Hello,
I know that a gyro keeps something level and balanced, but how do the ones in RC helis work. I was reading an article, and I just wondered. Thanx Patrick

PS- Moderator, If this should be moved to like a helicopter area, please do so.

Does anybody know if they are similar to the ones used in full sized aircraft instrument, such as the heading indictor? I have a GY-240 on my Corona. One has to wonder how they fit all of that stuff inside that tiny thing.

-Brett :)

Originally posted by AirVenture
One has to wonder how they fit all of that stuff inside that tiny thing.

What Stuff?????

PS- How does it work?

Since no one's answering yet I'll tell what I <think> I know. :)
1. They're not really gyros (as in gyroscopes) with little spinney things that keep orientation due to the inertia of the rotatioin mass. Brett- the original type and maybe the current type in 1:1 planes were/are gyros.
2. They are accelerometers. That is to say they produce a signal as the device changes speed. The more it acceletates the larger the signal. I would imagine that the ones in model helis take this signal and use it to control a PWM that an ordinary servo can use.
3. Helis use gyros to keep the tail oriented in the correct direction similar to what a rudder does on a fixed wing. I don't imagine heli gyros do this on more than one axis though.

What he said. You CAN still buy tiny versions with true 'gyros' inside, but the modern micro ones use a tiny piezoelectric sensor (similar material to our the crystals in our TX and RX) with a small weight bonded to it. As the gyro is moved, it senses the acceleration and compensates appropriately.
..a

I was going to say....it must me some really small gyro to fit inside such a small package. In an airplane a gyro is an an actual gyroscope that maintains it's position no matter what the airplane is doing. I believe the term is it "retains rigidity in space." The instruments in most general aviation planes that use gyros are the turn/bank indicator, attitude indicator, and heading indicator. The turn/bank is electrically driven while the other two are driven by a vaccum system from the engine. They're really cool to look at if you can get your hands on one.

-Brett :)

Goin' to heli's although its a pretty good question for this forum.

--Paul

The early gyros were a little spinning disc mounted in a frame that could swivel in one axis and had springs to return it to center. When the gyro is moved about the single axis that it is sensitive to (the frame restricts this), the disk tilts one way or the other and the tilt is picked up by a potentiometer. The little springs which return the gyro to center make it behave like an accelerometer. The faster the gyro is rotated, the more the deflection. Based on this deflection, you can adjust the signal going to a servo and you get your "gyro" behavior.
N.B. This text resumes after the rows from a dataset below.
PR #4488, opened 2025-06-14
Fix CI on FreeBSD 15

asomers:
A recent change has replaced an unused preprocessor symbol: P_UNUSED3

https://github.com/freebsd/freebsd-src/commit/33be1632047c05dbfcc139476e05f49c3a86d560

Another recent change has changed the size of a spare field: mc_spare

https://github.com/freebsd/freebsd-src/commit/eea3e4dd9703a252509d75814049aa8da5007ebb

# Description

# Sources

# Checklist


tgross35:
I still can't explain why ctest seems to work so poorly on FreeBSD, but it seems bimodal. I think we may as well get this in and try to poke things further from there.

PR #4492, opened 2025-06-16
Remove unessecary semicolons from definitions of `CMSG_NXTHDR`.

collinfunk:
I saw `clippy` complain about this on Solaris, and figured I should check the other definitions as well.


tgross35 (approved):
Thanks!

PR #4496, opened 2025-06-16
Add missing kenv function and constants on FreeBSD

GuillaumeGomez:


GuillaumeGomez:
The error doesn't seem related to this PR:

```
  error: function pointer comparisons do not produce meaningful results since their addresses are not guaranteed to be unique
    --> src/unix/linux_like/android/b64/mod.rs:19:9
     |
  19 |         pub sa_restorer: Option<extern "C" fn()>,
     |         ^^^^^^^^^^^^^^^^^^^^^^^^^^^^^^^^^^^^^^^^
     |
     = note: the address of the same function can vary between different codegen units
     = note: furthermore, different functions could have the same address after being merged together
     = note: for more information visit <https://doc.rust-lang.org/nightly/core/ptr/fn.fn_addr_eq.html>
```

The next generation of gyro is the piezoelectric gyro.
Here, there are no spinning bits, only a rapidly vibrating crystal. This crystal wobbles along a particular axis, and as I understand it, turning the crystal will cause disturbances in this wobble which cause a small electric current. This current can be measured and used to adjust your servo position. Piezoelectric systems are very temperature sensitive since temperature affects some internal resistances. This is why they start to drift as the temperature changes. Most piezo gyros now have a temperature compensation circuit to avoid this.
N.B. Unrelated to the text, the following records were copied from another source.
PR #4501, opened 2025-06-17
ctest: Add translation of Rust types.

mbyx:
# Description

The ability to translate various Rust types that are translatable into equivalent C types. Additionally some basic unit tests have been added.

# Sources

# Checklist


mbyx:
Tests seem to fail at a parse int error, so `rustc --version` is giving a different result there for some reason.

ctest-next/templates/test.rs
```diff
@@ -0,0 +1,74 @@
+use std::mem;
+use std::sync::atomic::{AtomicBool, AtomicUsize, Ordering};
+
+{% if rustc_version < RustcVersion::new(1, 30, 0) %}
```
tgross35: We don't have any need to support down this far (does this even build?) so I think you can strip the `RustcVersion` functionality out

ctest-next/src/translator.rs
```diff
@@ -0,0 +1,207 @@
...
+impl Translator {
+    /// Create a new translator.
+    pub(crate) fn new() -> Self {
+        Self::default()
+    }
+
+    /// Return whether a type is a Rust primitive type.
+    fn is_rust_primitive(&self, ty: &str) -> bool {
+        let rustc_types = [
+            "usize", "u8", "u16", "u32", "u64", "isize", "i8", "i16", "i32", "i64", "f32", "f64",
```
tgross35: i128 and u128 seem to be missing

ctest-next/src/translator.rs
```diff
@@ -0,0 +1,207 @@
...
+pub(crate) struct Translator {}
+
+impl Translator {
+    /// Create a new translator.
+    pub(crate) fn new() -> Self {
+        Self::default()
+    }
+
+    /// Return whether a type is a Rust primitive type.
+    fn is_rust_primitive(&self, ty: &str) -> bool {
```
tgross35: This doesn't need `&self` does it?

ctest-next/src/translator.rs
tgross35, line 1: Could you add a module-level doc comment?

ctest-next/templates/constants/test_constant.c
```diff
@@ -0,0 +1,8 @@
+{% let c_type = Translator::new().translate_type(constant.ty) %}
+{% let ident = constant.ident() %}
+
+static const {{ c_type }} __test_const_{{ ident }}_val = {{ ident }};
+
+const {{ c_type }}* __test_const_{{ ident }}(void) {
+    return &__test_const_{{ ident }}_val;
+}
```
tgross35: A handful of files seem to be missing the trailing newline:

image

ctest-next/src/tests.rs
```diff
@@ -28,64 +28,66 @@ extern "C" {
...
 
-    assert_eq!(
-        ffi_items
-            .foreign_functions()
-            .iter()
-            .map(|a| a.ident())
-            .collect::<Vec<_>>(),
-        ["malloc"]
-    );
+    assert_eq!(translator.translate_type(&ty), "uint8_t");
```
tgross35: This isn't correct right? `u8` is `uint8_t`, `Option<u8>` doesn't have an equivalent

ctest-next/src/translator.rs
```diff
@@ -0,0 +1,207 @@
...
+        if last.ident == "Option" {
+            if let syn::PathArguments::AngleBracketed(p) = &last.arguments {
+                if let syn::GenericArgument::Type(ty) = p.args.first().unwrap() {
+                    self.translate_type(ty)
+                } else {
+                    unimplemented!("Only simple generic types are supported!")
+                }
+            } else {
+                unreachable!("Option<T> cannot have parentheses.")
+            }
```
tgross35: The let-else guard pattern makes these kind of things flatter:

```suggestion
            let syn::PathArguments::AngleBracketed(p) = &last.arguments else {
                unreachable!("Option<T> cannot have parentheses.")
            };
            let syn::GenericArgument::Type(ty) = p.args.first().unwrap()  else {
                unimplemented!("Only simple generic types are supported!");
            };
            
            self.translate_type(ty)
```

The most modern kind of gyro is the MEMS gyro. MEMS = Micro Electric-Mechanical System. MEMS are molecule sized machines that are fabricated on top of a piece of silicon, along with the electronics to interface to them. I don't know how MEMS gyros work specifically, but they do some sort of differencing on some sort of moving bits :). AFAIK, only Futaba sells MEMS gyros at the moment; GY240, GY401, GY502 and GY602.

The behavior of all three gyros above is known as "rate mode". This means that they will control the servo such that they resist rotation in the direction they measure. "Heading lock" gyros are a conceptually simple extension of the above sensors. In a heading lock gyro, a computer monitors gyro drift over time, keeping an internal count of how far a gyro has drifted from its set position. Based on the deflection from the set position, the gyro will control a servo such that the gyro returns to the set position. On a heading lock gyro, the rudder channel will not directly control the servo but it will reset the gyro's internal "set position" towards the direction you've moved the stick.